No Plano Real o juro alto serviu para atrair moeda estrangeira, manter o dólar barato e o Real valorizado. Taxa de juros e câmbio podem explicar muito mais a desindustrialização, embora haja vários fatores que apenas a exposição do processo histórico pode desvendar.
O famoso custo do trabalho foi outra das armas exibidas pelos neoliberais. A ideia é que ao incrementar a diferença entre o que a força de trabalho produz e o que ela custa aumentaria a produtividade. Todavia, esse “custo” vem sendo reduzido por salários baixos e perda de direitos trabalhistas desde a implantação da Ditadura de 1964 e nada disso melhorou a “produtividade” da indústria. Portanto, o custo para se obter o capital, dentre outros fatores, pode explicar mais a falta de investimento na indústria.
Mas em geral não se diz que os juros altos no Brasil são bons, mas sim um amargo remédio necessário. A lógica neoliberal é que se o governo tem déficit fiscal ele precisa emitir título para completar o orçamento, e se faz isso precisa pagar juros. As mega-privatizações, décadas de juros altos, lei de responsabilidade fiscal, teto de gastos e novo arcabouço fiscal não serviram para acabar com a dependência do remédio.
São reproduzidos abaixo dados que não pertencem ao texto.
PR #762, opened 2024-02-15
feat: enable ssz static merklelization

Godspower-Eze:
Enables merklelization for the enabled ssz static spec tests


MegaRedHand (approved):
🔥 🔥 🔥

PR #763, opened 2024-02-15
fix: make spec test generation depend on selected version

MegaRedHand:
I was having some problems when changing the version listed in `.spectest_version`. This PR fixes that.


mpaulucci (approved):
nice!

PR #766, opened 2024-02-15
fix: use `tmp/` for test DBs

MegaRedHand:
When running `make spec-test` it sometimes clashes with db files, trying to load them as test files, while failing to run. This fixes that by using a different folder for the DBs


mpaulucci (approved):
do you want to add that to .gitignore?

PR #768, opened 2024-02-15
chore: add Deneb configs

MegaRedHand:
This PR adds the new configuration and presets for the latest hard-fork, Deneb. Since no mainnet config was modified, we do not need any further changes. However, `MIN_PER_EPOCH_CHURN_LIMIT` was lowered to 2 in minimal, which conflicts with our current spectest version. We need to update our code and spec-tests to the latest version (I'm leaving this for another PR).


mpaulucci (approved):
nice!

PR #771, opened 2024-02-15
ci: add spellchecker

MegaRedHand:


MegaRedHand:
Seems like too much of a chore to maintain... We could add something like this in the future, but for now, I'm closing this PR.

PR #779, opened 2024-02-19
feat: add `ExecutionPayload`, `BeaconBlock`, and related Deneb containers

### LINKED ISSUE #747: Update SSZ containers for deneb
See:
https://github.com/ethereum/consensus-specs/blob/dev/specs/deneb/beacon-chain.md#containers
https://github.com/ethereum/consensus-specs/blob/dev/specs/deneb/fork-choice.md#containers
https://github.com/ethereum/consensus-specs/blob/dev/specs/deneb/p2p-interface.md#containers

Containers to be modified: 
- `BeaconBlockBody`
- `ExecutionPayload`
- `ExecutionPayloadHeader`
- `PayloadAttributes`

We could append these new types with `Deneb`, like `BeaconBlockBodyDeneb` to avoid conflicting with the Cappella ones, which will be deprecated eventually.

Containers to be added:
- `BlobSidecar`
- `BlobIdentifier`

Acceptance criteria:
- Avoid breaking the Cappella SSZ static spec tests.
- Include the Deneb SSZ static spec tests.

MegaRedHand:
Closes #747


lib/types/beacon_chain/execution_payload_deneb.ex
```diff
@@ -0,0 +1,85 @@
...
+    :gas_limit,
+    :gas_used,
+    :timestamp,
+    :extra_data,
+    :base_fee_per_gas,
+    :block_hash,
+    :transactions,
+    :withdrawals,
+    :blob_gas_used,
+    :excess_blob_gas
```
Arkenan, line 25: We need to add the new fields in `docs/specs/beacon-chain.md`.

Arkenan (approved):
LGTM, although open debate for a different PR. What do you think about, instead of having "Types.ExecutionPayload" and "Types.ExecutionPayloadDeneb", we can have "Types.Capella.ExecutionPayload" and "Types.Deneb.ExecutionPayload". This would make it simpler to change the code (only change aliases instead of changing the names everywhere, plus the changes in the use cases).

lib/types/beacon_chain/execution_payload_deneb.ex
MegaRedHand: Should we add those now or when we update the whole docs to the latest fork? I opened #775 for that

Arkenan: Ah, I didn't know that was pending, we can leave it for then.

PR #940, opened 2024-03-27
feat: add `state_root` to proposed block.

mpaulucci:


MegaRedHand (approved):
Left some nits. LGTM otherwise

MegaRedHand:
With this, we're already producing valid blocks, right?

mpaulucci:
We're missing the execution side of things.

A proposição de Bacha se enquadra no argumento político, com vestimenta técnica, de que a apreciação cambial melhorou o parque produtivo nacional com máquinas importadas; que é cabível a comparação com países muito mais desenvolvidos que o Brasil e que tiveram alguma desindustrialização; e, por fim, que a indústria não precisa ser o carro-chefe do desenvolvimento. Política – ideologia econômica – guerra formam um continuum.
Notas:
1. Cf. Anuário Estatístico do Estado de São Paulo, 2002.
2. Morceiro, P. C. “Influência metodológica na desindustrialização brasileira”, Revista de Economia Política, v. 41, n. 4, 2021.
3. Nassif, L. “Bacha e a miséria da economia”, GGN, 18-7-2024.